[[ Listed records, beginning ]]

Issue #31, opened 2019-10-18
Remove `git gud progress` and replace with `git gud load next`


benthayer:
People read progress as if it is the noun, when I originally meant it to be the verb. That is confusing, so I think it would be good to make loading the next level a special case of the `load` subcommand.

We'll also need to make sure we change the instructions to match this change, so nobody types in `git gud progress` expecting to load the next level

Relevant methods are `handle_progress` and `handle_load` in `gitgud/__main__.py`

TSSlade:
I'd like to try to take this on.

PR #56, opened 2019-10-20
Implemented naïve fix for git gud progress --> git gud load next

TSSlade:
Fixes issue #31


TSSlade:
Ran into some issues locally with what appeared to be tabs failing to convert to spaces. Can't tell from here whether that persists in the code that got pushed.

bthayer2365:
See #58

Issue #23, opened 2019-10-14
Change the data structure for all_levels and all_challenges to allow indexing


bthayer2365:
all_levels is defined in levels/\_\_init\_\_.py
all_challenges is defined in levels/intro/\_\_init\_\_.py and in levels/merging/\_\_init\_\_.py

Currently, they're both implemented using `OrderedDict`, but that's not as useful as it could be. Dicts allow us to access levels/challenges by name and preserving the order allows us to know which one comes after the next (duh).

Currently, we run into situations, where we need to run
```
level1 = next(iter(all_levels))
challenge1 = next(iter(level1.challenges))
```

but this is hard to read, so I would like that same code to look like
```
level1 = all_levels[0]
challenges = level1.challenges[0]
```

OrderedDict doesn't let us do that because it uses a linked list internally, which allows for fast insertion, deletion and iteration, but makes accessing elements by index very challenging. I'd like to use a different data structure that allows for both indexing like a list and key/value lookups like a dictionary. 

There should be something in Python's standard library that we can use, so we should not have to implement our own. If for some reason there isn't anything in the standard library, you can comment here and we can figure something else out.

After changing the data structure, we should go and change all the code that uses `next(iter(...))`

Ishan1742:
I am not sure if there is a data structure in the standard library but we might be able to do it using hashing. We hash the level string to a index and at that index we store the values for challenges. 

When we have a level_name we can compute it's hash and look it up at that index.
Or we could just iterate through all the indexes when we need to.

The issue here is that a string can be hashed to the same index but since we are the only ones creating the levels we can set the hash values ourselves instead of an algorithm. 

dictionary for levels
\-
| "intro" : 0
| "merging" : 1
\-

list of list for challenges

\-
| 0 -> [challenge_1, challenge_2, challenge_3]
| 1 -> [challenge_1, challenge_2]
\-

bthayer2365:
Hey @Ishan1742 , thanks for the suggestion. If we're going to do that, I think it would be best to wrap that in our own data structure, so the underlying mechanism would be your idea, and then we add the `__getitem__` method to the `Level` class so we don't have to worry about accessing the data structures ourselves.

For example, we should be able to do `intro['committing']` and `intro[0]`, and they would return the same challenge. `type(intro)` would also be equal to `Level`.

In order to do the same thing to get access to each levels, we might have an `AllLevels` object that we can define in `gitgud/levels/util.py` and use in a similar fashion.

Together, we might have:
[...]

PR #66, opened 2019-10-23
Added Level "Reverting"

### LINKED ISSUE #91: Add reverting notation to spec files
The conversation has been taking place as part of #66, which is adding a level that shows the user how to revert. The idea is to list ~~`-1`~~ `1-` in the spec file if that commit reverts commit 1.

parkmichael777:
fixes #91


bthayer2365:
This PR comes from #24 

We can continue the discussion about this and what to do about finding undone changes here

gitgud/levels/rampup/__init__.py
```diff
@@ -0,0 +1,11 @@
...
+
+import pkg_resources
+
+from gitgud.levels.util import BasicChallenge
+
+all_challenges = OrderedDict()
+all_challenges['detaching'] = BasicChallenge('detaching', pkg_resources.resource_filename(__name__, '_detaching/'))
+all_challenges['relrefs1'] = BasicChallenge('relrefs1', pkg_resources.resource_filename(__name__, '_relrefs1/'))
+all_challenges['relrefs2'] = BasicChallenge('relrefs2', pkg_resources.resource_filename(__name__, '_relrefs2/'))
+all_challenges['reversing'] = BasicChallenge('reversing', pkg_resources.resource_filename(__name__, '_reversing/'))
```
bthayer2365: Can you remove all challenges except `reversing`?

gitgud/levels/rampup/_reversing/instructions.txt
```diff
@@ -0,0 +1,19 @@
+Sometimes you may find that you made changes that you aren't happy with. Wouldn't it be great if there was a simple way to undo all your changes and return to the last commit? Here are two ways!
+>>>
+The commands "git reset" and "git revert" both allow you to rollback changes to an older commit. While "git reset" is used for the local branch, "git revert" is used for public branches.
```
bthayer2365: Can we add a brief explanation of what differentiates the two commands at a technical level?
git reset throws away the commit you're working on while git revert preserves the history while still undoing changes.

Also, instead of using the word public, can we change the description to this: `"git revert" is typically used for remote branches that other people are likely to have based their work off of.`

parkmichael777: Changed the "public" part to what you requested and added a brief explanation.

gitgud/levels/rampup/_reversing/instructions.txt
```diff
@@ -0,0 +1,19 @@
...
+>>>
+Let's start with "git reset". There are three modes: --soft, --mixed(default), and --hard.
+>>>
+The "git reset --soft <commit_ref>" is not used often. The branch pointer will move to the specified <commit_ref> (can use hash, HEAD^, HEAD~<num>, etc!). All the changes you've made since that commit will be left as staged ("Changes to be committed" in git status).
+>>>
+The "git reset --mixed <commit_ref>" is the default mode of git reset. In other words "git reset <commit_ref>" implies the mixed mode. The functionality is similar to soft mode—the branch pointer will be moved to <commit_ref> and changes will be preserved. The only difference is that your changes will be unstaged (will need to use "git add").
+>>>
+The third option is the most extreme (but may be the most useful). When you want to rollback the clock completely to a certain commit: use "git reset --hard <commit_ref>". This command will annihilate any changes you've made since the specified commit. Essentially, using this command will reset your repository to exactly what it was at the time of the specified commit. Be careful with this option!
```
bthayer2365: So I think we should start by reiterating that git reset throws away the commit, and then we can introduce mixed and soft together for the situation of preserving work and then telling them to use hard when they want to throw away all their changes

Examples would probably be useful, so here's the kind of thing I think we should highlight:

A typical use case for git reset --hard is when you've made changes to the wrong branch. After you move the changes, you can bring the original branch to it's original spot. You might also be working on a branch and then you make some changes that you don't like. If you don't want to throw away those changes, you can `git branch oldwork` `git reset HEAD~2`. Things like that
The situation for mixed and soft are similar, basically, you've made changes that you want to keep, but you're not sure which part of them you want to keep. Mixed is used when you mostly don't want to keep them, soft is used when you mostly do want to keep them.

There's probably a more eloquent way of saying something like that that you can weave into the instructions

gitgud/levels/rampup/_reversing/instructions.txt
```diff
@@ -0,0 +1,19 @@
...
+>>>
+I mentioned "git reset" isn't the only revision command.
```
bthayer2365: Given the length of the instructions, it might be best to remove this line to make things more concise

gitgud/levels/rampup/_reversing/instructions.txt
```diff
@@ -0,0 +1,19 @@
...
+>>>
+The second method is "git revert". Using "git revert" will create a new commit that is the same as the one you wish to revert to. Assume we've made changes on top of the HEAD node that we don't like anymore. Using "git revert HEAD" will create a new commit that is the same as the original version of HEAD.
```
bthayer2365: Git revert doesn't quite work like this. Play around with it to see what I mean. It'll remove the changes in the commits that you specify, so if you have files 1, 2, and 3 and you do git revert HEAD, and HEAD added file 3, then we'll have files 1 and 2 with 4 commits adding 1, 2, 3, then removing 3 again.

We can also do things like `git revert HEAD~2^..HEAD` to revert a sequence of commits.

gitgud/levels/rampup/_reversing/instructions.txt
```diff
@@ -0,0 +1,19 @@
...
+>>>
+Now, that seems redundant doesn't it? However, that's precisely why revert is important! By being redundant, we are keeping track of the changes we made in the edited version of HEAD. Therefore, if we decided we actually needed those changes, we can return to them. This is unlike reset, which modifies the commit history (you wouldn't be able to recover the reset data).
```
bthayer2365: I don't know if I'd call it redundant so much as verbose, can you change this?

I'd also mention the added benefit of other people not having to go back to a version of history where the changes aren't made yet. Instead, git knows that changes were reverted and it can replay those changes on top of any work that other people have done

bthayer2365:
Copied from #24:

We're going to need a way to check if the commit is being reverted, that is something that is currently ill-defined in the spec files. This is the kind of situation where we can create a python file and extend the BasicChallenge class to give us what we need. We can write a test.spec file to test if C0, C1 and C2 are all created correctly, and then the commit denoted C2', which reflects a reverted commit, we can check manually for it. We can also change test_level to allow for extra branches to be present. Currently, if there are extra branches, then the test will fail, but we can change it so that if we have an extra "pushed" branch that isn't checked for (only master/local are checked for correctness) then we should be okay. In our test function, we can then separately check to make sure pushed has file 2 deleted and that its parent is commit 2.

bthayer2365:
That earlier comment is just for reference. After some thought, I think it would make the most sense to represent reverted commits with a negative, so if we have files 1,2,3 and we want to revert the commit that adds file 2, we add another commit as `-2`. 

This seems logical and should be consistent. We'll need to update the parser. Let me know if you agree that this is the best thing to do

parkmichael777:
I've modified the instructions and added a new test and setup. In theory, it works if the "-#" syntax works. Also, I think that's good syntax, you should proceed with that idea!

gitgud/levels/rampup/_reversing/instructions.txt
```diff
@@ -1,19 +1,17 @@
...
+The second method is "git revert". Using "git revert" will create a new commit that will undo the changes that were made in a specified commit. For example, suppose I commit three files, 1, 2, and 3(<-HEAD). Using "git revert HEAD" will create a fourth commit where there are only files 1 and 2. In other words, the changes made at HEAD (commit 3) will be undone. Similarly, I could have used "git revert HEAD^" and this would have created a fourth commit with only files 1 and 3.
 >>>
-I mentioned "git reset" isn't the only revision command.
+Notice that in the previous example the commit with files 1, 2, and 3 still exists in the commit history! Git revert allows you to keep track of the commits prior to the revert. Therefore, if we decided we actually needed those changes, we can return to them. If you recall, this is unlike reset which abandons the working commit.
```
bthayer2365: Another important thing is that other people won't be able to see if you've deleted those commits, so git will just assume that they're the ones that made the changes and still make the unwanted changes. Reverting will undo the changes for everyone since they'll see the changes as a new commit, which can then be processed by git.

gitgud/levels/rampup/_reversing/instructions.txt
```diff
@@ -1,19 +1,17 @@
...
 >>>
-Now, that seems redundant doesn't it? However, that's precisely why revert is important! By being redundant, we are keeping track of the changes we made in the edited version of HEAD. Therefore, if we decided we actually needed those changes, we can return to them. This is unlike reset, which modifies the commit history (you wouldn't be able to recover the reset data).
->>>
-Wow! You learned a lot (hopefully), prove yourself by completing the challenge!
+Wow! You learned a lot (hopefully), prove yourself by completing the challenge! Reverse all changes on the "local" branch and reverse changes made in commits 3 and 5 on the "remote" branch. Assume that the "local" and "remote" branches are as their names imply.
```
bthayer2365: You should tell them to remove commits 3 and 5 "in that order" since only one of the orderings is going to be correct.

bthayer2365: Just looked at `git revert 1..5` Since that  reverts 5 then 3, we should specify 5 then 3 as the order. It would also make sense to specify that `git revert x..y` works backwards somewhere in the instructions

parkmichael777: Oh, I want them to use the sequential revert

gitgud/levels/rampup/_reversing/setup.spec
```diff
@@ -1 +1,7 @@
-
+1 (master)
+2 : 1 (local)
+3 : 1
+4 : 3
+5 : 3
+6 : 4 5 (remote)
+local
```
bthayer2365: What do you think about this change:
Let's change local to be master and have nothing refer to commit 1. We can then revert the changes, fast forward to the state of the remote and revert the changes from there. Therefore, the correct sequence of commands is going to be
```
git reset HEAD~
git merge remote
git revert 1..5
```

bthayer2365: I'd like to hear what you think about this. I'm not sure if it's the best way to do it. It might be more logical to do it the way we currently have it. (Although, I still think we should just make the local branch master)

gitgud/levels/rampup/_reversing/test.spec
```diff
@@ -1 +1,9 @@
+1 (master, local)
+3
+4 : 3
+5 : 3
+6 : 4 5
+-5
+-3 (remote)
```
bthayer2365: Do you think you can work on making this syntax available by changing the parser code?

gitgud/levels/rampup/_reversing/instructions.txt
bthayer2365: So, you're thinking 
```
git revert 5
git revert 3
```
?

parkmichael777: I want them to use git revert HEAD~3..HEAD^2.

gitgud/levels/rampup/_reversing/instructions.txt
parkmichael777: Added

gitgud/levels/rampup/_reversing/instructions.txt
bthayer2365: We don't have any way of preventing them from doing things different ways right now, but that is the same net effect

gitgud/levels/rampup/_reversing/setup.spec
parkmichael777: Hmmm, I like it better when it's two separate tasks because it allows you to more clearly contrast the two commands.

bthayer2365: Okay, that's fine then.

gitgud/levels/rampup/_reversing/instructions.txt
parkmichael777: I specify to do it using one command in the instructions, the only way they could do it with one command is using the above command which forces that order. That being said, it's true that we can't prevent them from doing it using two commands. Although at the same time, if they did it with two commands and got the order wrong, they would think it's because they didn't do it with one command->then they would do it with one command and get it right :P

gitgud/levels/rampup/_reversing/test.spec
parkmichael777: sure

parkmichael777: Hmm do you think we need to make a "git gud revert" that names the revert commit for you? The test parser picks up "-#" just fine, but in the level the commit name is whatever message you write for the revert. (i.e. "Revert 5 \n\nThis reverts commit <hash>")

bthayer2365: So I think the best way to do this is to look at the commit object itself and just recognize it as deleting file 5 for `-5` and 3 for `-3`, etc. It doesn't matter that it's a revert. A revert is nothing special other than that git is able to construct the commit itself

bthayer2365: I honestly think we should do that for normal commits too, but it's obviously much easier to just look at the commit name.

gitgud/levels/rampup/_reversing/instructions.txt
```diff
@@ -0,0 +1,17 @@
...
+>>>
+Finally, one last thing! There is a shortcut to reverting consecutive commits! For example, suppose we commit five files separately and we want to remove the changes made in commits 2 through 4 (i.e. remove files 2, 3, and 4). Use this syntax: "git revert <older_ref>..<newer_ref>". The older ref is non-inclusive; therefore, it should be the parent of the oldest commit to be reverted. The newer ref is inclusive; meaning it is the newest commmit to be reverted. All commits in-between will also be reverted. For our example: "git revert HEAD~4..HEAD^". This will revert the child of HEAD~4 (= C2) through HEAD^ (=C4).
```
bthayer2365: Can we make a note about ordering here: 

"Also, since each of the changes are likely to build off of each other when specifying a sequence of commits like that, it's only natural to undo them in reverse order, so running "git revert HEAD~4..HEAD^" will revert C4, C3, then C2"

gitgud/levels/rampup/_reversing/setup.spec
```diff
@@ -0,0 +1,7 @@
+1 (master)
+2 : 1 (local)
```
bthayer2365: Change local to master and remove master

gitgud/levels/rampup/_reversing/instructions.txt
parkmichael777: Added

gitgud/levels/rampup/_reversing/setup.spec
parkmichael777: Changed

bthayer2365: Can you make sure master is checked out too?

parkmichael777: done

bthayer2365:
Great, looks like the only thing left is the modifications to make the `-3` stuff work

parkmichael777:
I'm not sure how to do this, but I have some pieces. 

My plan:
In line 156 of util.py, we check if test commit names are present in level commit. Add an elif that detects a '-' using array slicing. In this block, check if there is a file with the same name as commit_name[1:] (a number of variable digits). If yes, do something; if not throw false. Here's what I don't understand: where do I get the names of files that are in the repository? Don't I need an Operator object?

Another problem: I said above that if we find that the file is deleted we need to do something. From here on I'm not sure what is going on. It looks like the section starting from 168 checks if the length of the parents and the parent ID's are the same. But this goes back to the problem of having no control over the revert commit names, we can't check the ID part if we don't know the names.

bthayer2365:
So you're right, we don't have control over the commit names for reverts. The same is true for reverts. If you look at the first section of the code in `test_level`,  I do a very hacky job of finding the names of each of the merge commits, and I'll need to change this. The test_level code is really only responsible for checking equality and shouldn't have the responsibility of assigning names to each of the commits, which is why you don't see any `Operator`s in there.

Take a look at `BasicChallenge`. It uses the file operator to get the current tree and to parse the spec files. You'll see that the methods `parse_spec`, `level_json` and `file_operator.get_current_tree` are used. I don't think you'll need to modify `parse_spec` or `level_json` since we have control over the names there, but you'll probably need to modify `file_operator.get_current_tree`. You'll have access to the commit objects there and can change their names to be whatever you want. To figure out the name, you could either parse it to see if the name contains "Revert" and then look for the number. You can just change `Revert "4"` to `-4`, etc. 

Eventually, I think we'll want to actually look at the diff and check for the files that are changed, but that would work best if we have a larger PR working on doing that for normal commits, reverts, and for merges. Merges will be a little more complicated, but we can ignore that and the rest of this paragraph for now.

bthayer2365:
@parkmichael777 how's it going? Do you need any help?

parkmichael777:
@bthayer2365 Hey! I haven't tried any of your latest suggestions yet—all my work is due on Wednesday, and I've got an exam tomorrow. I'll probably look at this on Thursday or next Tuesday.

bthayer2365:
Okay, no problem. Good luck on your exam!

bthayer2365:
I opened this up as a new issue - #91. If you start working on it, open up a new pull request and reference that issue.

bthayer2365:
Just made a note on #91 that we should be doing `1-` for reverting 1 instead of `-1` so that we can use the name as a tag as well.

bthayer2365:

parkmichael777:
Hey, so do you want me to change the spec syntax and __init__.py for this PR and then do the parsing changes in the other?

bthayer2365:
The purpose of different pull requests in different branches to separate work that should be separated. If you want to work on another level that has reverting then you should do it in a different pull request, but otherwise it's fine to do it here

For the changes to `__init__.py`, keep them here since it's part of this level

bthayer2365:
Also to resolve conflicts use `git merge master` from this branch. It should make it clear what needs to happen

parkmichael777:
No, I mean for tasks left on this PR do you only want me to do those two things (change reverting/test.spec and __init__.py) or is there more for this PR?

parkmichael777:
Ohh, nevermind lol. I added the new syntax and __init__.py. Working on the parsing changes now

gitgud/operations.py
```diff
@@ -162,7 +181,7 @@ def get_current_tree(self):
             'target': target,
             'id': 'HEAD'
         }
-
+        print(tree)
```
bthayer2365: Can you get rid of this?

gitgud/operations.py
```diff
@@ -108,6 +108,21 @@ def create_tree(self, commits, head):
         if head_is_commit:
             self.repo.git.checkout(commit_objects[head])
 
+    # Revert detection helper function
+    @staticmethod
+    def find_Revert(commit_name):
```
bthayer2365: change this method definition to `parse_name(commit_msg)` since it's not just looking for the revert stuff, it's also handles other cases - aka parsing. It's also taking in the message, not the "name". 

Also, as a note, the first line of a commit message is what's considered to be the "title" and is what you see when you type `git log --oneline`

parkmichael777: Okay, changed and pushed!

bthayer2365:
fixes #91

gitgud/operations.py
parkmichael777: Done

parkmichael777:
Done! I didn't think to do list slicing because I didn't know if the length of the message is different every time lol. Changed, and added goal stuff.

bthayer2365:
I modified the goal, but otherwise, things looked good, and I merged!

[[ Listed records, end ]]

■ Prompt: Beginning at the first line of the records, give again each line exactly as written, ending with the line that contains "all_challenges is defined".

■ Task result:
Issue #31, opened 2019-10-18
Remove `git gud progress` and replace with `git gud load next`


benthayer:
People read progress as if it is the noun, when I originally meant it to be the verb. That is confusing, so I think it would be good to make loading the next level a special case of the `load` subcommand.

We'll also need to make sure we change the instructions to match this change, so nobody types in `git gud progress` expecting to load the next level

Relevant methods are `handle_progress` and `handle_load` in `gitgud/__main__.py`

TSSlade:
I'd like to try to take this on.

PR #56, opened 2019-10-20
Implemented naïve fix for git gud progress --> git gud load next

TSSlade:
Fixes issue #31


TSSlade:
Ran into some issues locally with what appeared to be tabs failing to convert to spaces. Can't tell from here whether that persists in the code that got pushed.

bthayer2365:
See #58

Issue #23, opened 2019-10-14
Change the data structure for all_levels and all_challenges to allow indexing


bthayer2365:
all_levels is defined in levels/\_\_init\_\_.py
all_challenges is defined in levels/intro/\_\_init\_\_.py and in levels/merging/\_\_init\_\_.py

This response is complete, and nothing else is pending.